Production of auto-antiidiotypic antibody during the normal immune response. VII. Analysis of the cellular basis for the increased auto-antiidiotype antibody production by aged mice.

We have previously shown that old mice produce more hapten-augmentable plaque-forming cells (PFC) than do young animals, suggesting a greater auto-antiidiotype antibody (auto anti-Id) component in their immune response. In the present studies this is confirmed serologically. The marked auto-anti-Id response of aged mice can be transferred to lethally irradiated young recipients with spleen but not bone marrow cells from old donors, suggesting that it is an intrinsic property of their peripheral B cell population and that the distribution of Id arising from the bone marrow of old and young mice is similar. In contrast with young mice the auto-anti-Id response of old animals is relatively T cell-independent and old donors do not show an increase in their ability to transfer an auto-anti-Id response after priming with TNP-F. These observations suggest that old mice behave as if already primed for auto-anti-Id production. Irradiated mice reconstituted with bone marrow cells from either young or old donors together with splenic T cells from old donors generate a relatively large auto-anti-Id response, whereas mice reconstituted with bone marrow from either young or old donors together with splenic T cells from young donors produce few hapten-augmentable PFC. It is suggested that differences in Id expression and auto-anti-Id production are the consequences of the interaction of Id (and anti-Id) arising from the marrow with anti-Id (and Id) present in the peripheral T cell population which serves as a repository of information about shifts in Id distribution, resulting from lifelong interactions with environmental and self-antigens.

Production of auto-anti-idiotypic antibody during the normal immune response. VI. Hapten augmentation of plaque formation and hapten-reversible inhibition of plaque formation as assays for anti-idiotype antibody.

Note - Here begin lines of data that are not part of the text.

PR #1113, opened 2026-05-07
fix(components): show aliases as autocomplete options in lineage filter

### LINKED ISSUE #926: Support searching lineages using aliases
It would be nice to allow users to enter aliases when searching for a lineage. In case of SARS-CoV-2, this may mean that it is possible to search for `B.1.1.7.1`.

fhennig:
resolves #926 

## Summary

- Aliases defined in the lineage definition file are now shown as direct autocomplete options in the lineage filter, both as exact matches (e.g. `BA.3.2`) and wildcards (e.g. `BA.3.2*`)
- Aliases are deduplicated case-insensitively, so lowercase noise variants (e.g. `ba.3.2`, `bA.3.2`) are not shown as separate options
- Removes the `findMissingPrefixMappings` function introduced in #1024, which handled a subset of this problem (aliases that happened to be prefixes of other lineage names). The new approach is simpler and covers all alias cases, making the prefix detection logic redundant.

## Background

PR #1024 (d1f34bb) added support for alias-based prefix wildcards (e.g. `BA.3.2*` when `BA.3.2` is an alias of `B.1.1.529.3.2` and `BA.3.2.1` exists in the tree). However, if the alias was not a prefix of any other lineage name, it was silently omitted from the dropdown entirely — which is the case for leaf lineages like `B.1.1.529.3.2` with alias `BA.3.2` when no children use `BA.3.2` as their name prefix.

### DIFF
--- a/components/src/preact/lineageFilter/fetchLineageAutocompleteList.spec.ts
+++ b/components/src/preact/lineageFilter/fetchLineageAutocompleteList.spec.ts
@@ -371,9 +371,31 @@ describe('fetchLineageAutocompleteList', () => {
                 lineage: 'B.1.1.529.3.2*',
                 count: 3,
             },
+            // Long-form aliases of BA.3.2.1 and BA.3.2.2
+            {
+                lineage: 'B.1.1.529.3.2.1',
+                count: 0,
+            },
+            {
+                lineage: 'B.1.1.529.3.2.1*',
+                count: 1,
+            },
+            {
+                lineage: 'B.1.1.529.3.2.2',
+                count: 0,
+            },
+            {
+                lineage: 'B.1.1.529.3.2.2*',
+                count: 2,
+            },
+            // BA.3.2 is the alias of B.1.1.529.3.2, shown as both exact and wildcard
+            {
+                lineage: 'BA.3.2',
+                count: 0,
+            },
             {
                 lineage: 'BA.3.2*',
-                count: 3, // Same as B.1.1.529.3.2* (includes .3.2 and .3.2.1)
+                count: 3,
             },
             {
                 lineage: 'BA.3.2.1',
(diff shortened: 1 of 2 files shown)


components/src/preact/lineageFilter/fetchLineageAutocompleteList.spec.ts
```diff
@@ -393,4 +415,54 @@ describe('fetchLineageAutocompleteList', () => {
...
+            },
+            {
+                lineage: 'B.1.1.529.3.2*',
+                count: 5,
+            },
+            // BA.3.2 is shown as a direct alias option (case-insensitively deduplicated,
+            // so the lowercase variants like ba.3.2, Ba.3.2 etc. are not shown separately)
+            {
+                lineage: 'BA.3.2',
+                count: 0,
```
fengelniederhammer: Why is the count here 0? Shouldn't it also be 5?

fhennig: you are right! I found a bug and fixed it.

components/src/preact/lineageFilter/fetchLineageAutocompleteList.ts
```diff
@@ -43,14 +43,27 @@ export async function fetchLineageAutocompleteList({
...
+            if (seenAliasesUpper.has(aliasUpper)) {
+                return [];
+            }
+            seenAliasesUpper.add(aliasUpper);
+
+            const wildcardCount = getCountsIncludingSublineages(canonicalLineage, lineageTree, countsByLineage);
+            return [
+                { lineage: alias, count: countsByLineage.get(alias) ?? 0 },
+                { lineage: `${alias}*`, count: wildcardCount },
+            ];
```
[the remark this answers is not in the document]
fhennig: let's keep it simple, the trees are not so large.

fengelniederhammer (commented):
Are we sure about this change? As far as I understood it, it adds quite a number of new lineages to the options in the dropdown, doesn't it? In the preview, it also seems a bit laggy, when using all Covid lineages and filtering for `B.` or `B.1`.

fhennig:
Turns out we do not want this.

PR #3348, opened 2022-02-15
docs: add BalmUI for supported framework

elf-mouse:
Hey there,

BalmUI recently released Vetur support for the Vue 3 integration in our v9.42.0 release and the Vue 2 integration in our v8.49.0 release.

We would love it if we could get listed on the "Supported Frameworks" section.

Thanks!


yoyo930021:
LGTM, thanks.

PR #49, opened 2022-11-10
api module: Add support for PUT methods

TomboScaleComputing:


plugins/module_utils/rest_client.py
```diff
@@ -84,20 +84,19 @@ def put_record(
...
         binary_data=None,
         headers=None,
     ):
         # Method put doesn't support check mode # IT ACTUALLY DOES
         if check_mode:
             return None
-        # Only /rest/v1/ISO/[uuid}/data is using put, which doesn't return anything.
-        # self.client.put on this endpoint returns None.
         try:
             response = self.client.put(
```
domendobnikar, line 96: `response `needs to be json when it's being returned, since `put_record()` is then returning it directly to` main()` which expects it to be json.
So `self.client.put().json` or `return response.json`.

domendobnikar (approved):

plugins/module_utils/rest_client.py
TomboScaleComputing: @domendobnikar - currently the only other place our API uses a PUT request is for the ISO upload. That endpoint (unlike the new one for VirtualDisk) does not return json so I think this needs to be checked before returning from this function?

PR #51, opened 2022-11-30
41 cloud init disk logic fix

domendobnikar:
Allows for cloud init to create IDE_CDROM without deleting it as long as cloud-init ISO is still attached.
Removes cloud init CDROM when ISO is detached.

### DIFF
--- a/tests/integration/targets/vm/tasks/01_main.yml
+++ b/tests/integration/targets/vm/tasks/01_main.yml
@@ -32,7 +32,7 @@
         state: present
       register: result
 
-    - name: Create and start the VM with disks, nics and boot devices set. Attach ISO onto the VM. Add cloud init data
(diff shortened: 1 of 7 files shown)


tests/integration/targets/vm/tasks/01_main.yml
```diff
@@ -62,16 +62,6 @@
             disk_slot: 0
           - type: nic
             nic_vlan: 1
-        cloud_init:
```
domendobnikar, line 65: This was moved to another integration test, since cloud_init wasn't working correctly at the time, this test was ignoring the cloud_init value.
To keep the integrity of the test the same as it was before the change, I removed it from here and made a separate test for it.

justinc1 (approved):
Nice work.

I only extended integration tests a bit - check ISO name is in correct slot, and case when cloud-init data is present, but ISO was already manually ejected from CD-ROM and CD-ROM removed.

PR #53, opened 2022-12-07
SMB cleanup script

domendobnikar:


tests/integration/cleanup/smb_cleanup.sh
```diff
@@ -0,0 +1,53 @@
...
+ }
+
+# Main function
+main () {
+    # $1 server address
+    # $2 share on server
+    # $3 username
+    # $4 password
+    # username is provided as domain;username
+    IFS=';' read -ra username <<< $3
```
justinc1, line 42: Nice. I didn't know about '<<<' operator until now.

PR #54, opened 2022-12-08
Attach_guest_tools: operating_system field added to vm module and vm_params

domendobnikar:
There was a problem where `attach_guest_tools` wasn't working, because operating system wasn't being specified during VM creation.
Adding OS field now lets user define which system is being used, user can also change it with `vm_params` as per request from @ddemlow .
`attach_guest_tools` only works with Windows systems.


tests/integration/targets/vm/tasks/02_shutdown_cases.yml
```diff
@@ -36,7 +36,7 @@
       - mytag2
     memory: "{{ '512 MB' | human_to_bytes }}"
     vcpu: 2
-    attach_guest_tools_iso: true
+    attach_guest_tools_iso: false
```
domendobnikar, line 39: `attach_guest_tools_iso` wasn't working correctly at the time when this test was written.
I changed the value to `false` everywhere where this was the case to keep the test integrity.
Made a separate test in the vm_git folder to test `attach_guest_tools_iso`.

PR #58, opened 2022-12-12
Update main.yml - set mem on name: Create XLAB-vm_clone-CI_test-running

ddemlow:
made mem == 511705088 change to name: Create XLAB-vm_clone-CI_test-running  (which was the one not starting on 9.2.8 hypercore)

### DIFF
--- a/tests/integration/targets/vm_clone/tasks/main.yml
+++ b/tests/integration/targets/vm_clone/tasks/main.yml
@@ -91,7 +91,7 @@
           dom:
             name: XLAB-vm_clone-CI_test-running
             tags: Xlab,CI,test,vm_clone,running
-            mem: 512100100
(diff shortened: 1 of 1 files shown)


justinc1:
One question @ddemlow : "which was the one not starting on 9.2.8 hypercore" - does this mean that on 9.2 VM does not start if mem is not rounded to 1 MB?

ddemlow:
it was XLAB-vm_clone-CI_test-running that wouldn't start and fail the test  (my first commit I changed memory on the wrong VM) ... yes there is a bug specific to 9.2.8 that the VM won't start if ram bytes are not rounded to 1MiB size.   9.1 and 9.2.7 is fine - and that bug is expected to be fixed in hypercore however I'm not sure yet what release

PR #62, opened 2022-12-21
Implementing missing Timeout logic

domendobnikar:


plugins/module_utils/client.py
```diff
@@ -63,10 +64,20 @@ def __init__(
         self.host = host
         self.username = username
         self.password = password
+        self.timeout = timeout
 
         self._auth_header = None
         self._client = Request()
 
+    @classmethod
+    def get_client(cls, cluster_instance: dict):
```
domendobnikar, line 73: Added this `classmethod` in order to avoid writing the same code in every module.
Plus it generates an instance of class Client.

plugins/modules/api.py
```diff
@@ -282,11 +282,7 @@ def main():
     )
 
     try:
-        client = Client(
-            host=module.params["cluster_instance"]["host"],
-            username=module.params["cluster_instance"]["username"],
-            password=module.params["cluster_instance"]["password"],
-        )
+        client = Client.get_client(module.params["cluster_instance"])
```
domendobnikar, line 285: Made this into a `classmethod` in every module ... seems more appropriate since it's creating an instance of a class anyways.

plugins/module_utils/client.py
justinc1: Nice, I aggree

justinc1:
Thank you, nice.

PR #70, opened 2023-01-05
Timeout integration config

domendobnikar:
Adding logic that allows for timeout to be read from integration_config and github secret.
This is an update that effects integration tests only.

### DIFF
--- a/plugins/module_utils/arguments.py
+++ b/plugins/module_utils/arguments.py
@@ -38,7 +38,7 @@ SHARED_SPECS = dict(
             timeout=dict(
                 type="float",
                 required=False,
-                no_log=False,
+                no_log=True,
                 fallback=(env_fallback, ["SC_TIMEOUT"]),
             ),
         ),
--- a/plugins/module_utils/arguments.py
+++ b/plugins/module_utils/arguments.py
@@ -36,9 +36,9 @@ SHARED_SPECS = dict(
                 fallback=(env_fallback, ["SC_PASSWORD"]),
             ),
             timeout=dict(
-                type="float",
+                type="str",
                 required=False,
-                no_log=True,
+                no_log=False,
                 fallback=(env_fallback, ["SC_TIMEOUT"]),
             ),
         ),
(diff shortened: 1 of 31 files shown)


tests/integration/targets/api/tasks/main.yml
```diff
@@ -3,6 +3,7 @@
     SC_HOST: "{{ sc_host }}"
     SC_USERNAME: "{{ sc_username }}"
     SC_PASSWORD: "{{ sc_password }}"
+    SC_TIMEOUT: "{{ sc_timeout|default(None) or 10 }}"
```
domendobnikar, line 6: Only default wasn't working here.
Timeout can be empty string instead of None and is treated as a string.

plugins/module_utils/arguments.py
```diff
@@ -38,7 +38,6 @@
             timeout=dict(
                 type="float",
                 required=False,
-                no_log=True,
```
domendobnikar, line 41: For some reason this was effecting vm_info module?
I don't know how it's possible, but certain values were returned as *****.

justinc1: If timeout had value "bla", than every "bla" in ansible output would be replaced by ****. Maybe timeout had value "0" or "None", those are common, so a lot of unrelated text would be replaced.

justinc1: Nice you removed that line.

tests/integration/targets/api/tasks/main.yml
justinc1: I think "{{ sc_timeout|default(10) }}" (or "{{ sc_timeout|default('10') }}" ) would also work.

domendobnikar: I tried that first, but if `sc_timeout` can be `' '` instead of `None `- which is treated as a `string `and not `float`.
I was getting `"cannot convert string to float exception"`.

justinc1: maybe problem is that we have no `secrets.SC_TIMEOUT` in github.

justinc1 (approved):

(1) Evidence has been presented that the detection of hapten-augmentable plaques indicates cells whose secretion of antibody had been blocked by the binding of auto-anti-id to cell surface idiotypes. Because of the dependence of the assay on the affinities of the various species for one another, the number of hapten-augmentable plaques detected should be regarded as a minimal estimate of the number of cells whose secretion of antibody is inhibited by auto-anti-id. For confirmation that hapten-augmentable PFC are due to auto-anti-id 2 principal controls are important: (a) incubation of the spleen cell population with hapten prior to plaquing should remove the hapten-augmentable PFC; (b) the dialyzed supernate from hapten incubated cells should inhibit plaque formation in a hapten-reversible manner. (2) Evidence has been presented that hapten-reversible inhibition of plaque formation can serve as an assay for anti-id. Apparent false positive assays can result from the presence of anti-hapten antibody or antigen-antibody complexes; however, these apparent false positives are rarely reversed by hapten. Removal of anti-hapten antibody, by passage over an antigen immunoadsorbent, will eliminate this source of false positives and the procedure is recommended. False negative results can arise from mismatching of the anti-ids in the sample to be assayed and the idiotypes of the target cells used in the assay. This can result from shifts in idiotype expression related to age and time after antigen injection. False negatives can also result from the presence of idiotype-anti-id complexes in the sample to be assayed. This source of false negatives can sometimes be eliminated by passage of the sample through an antigen immunoadsorbent.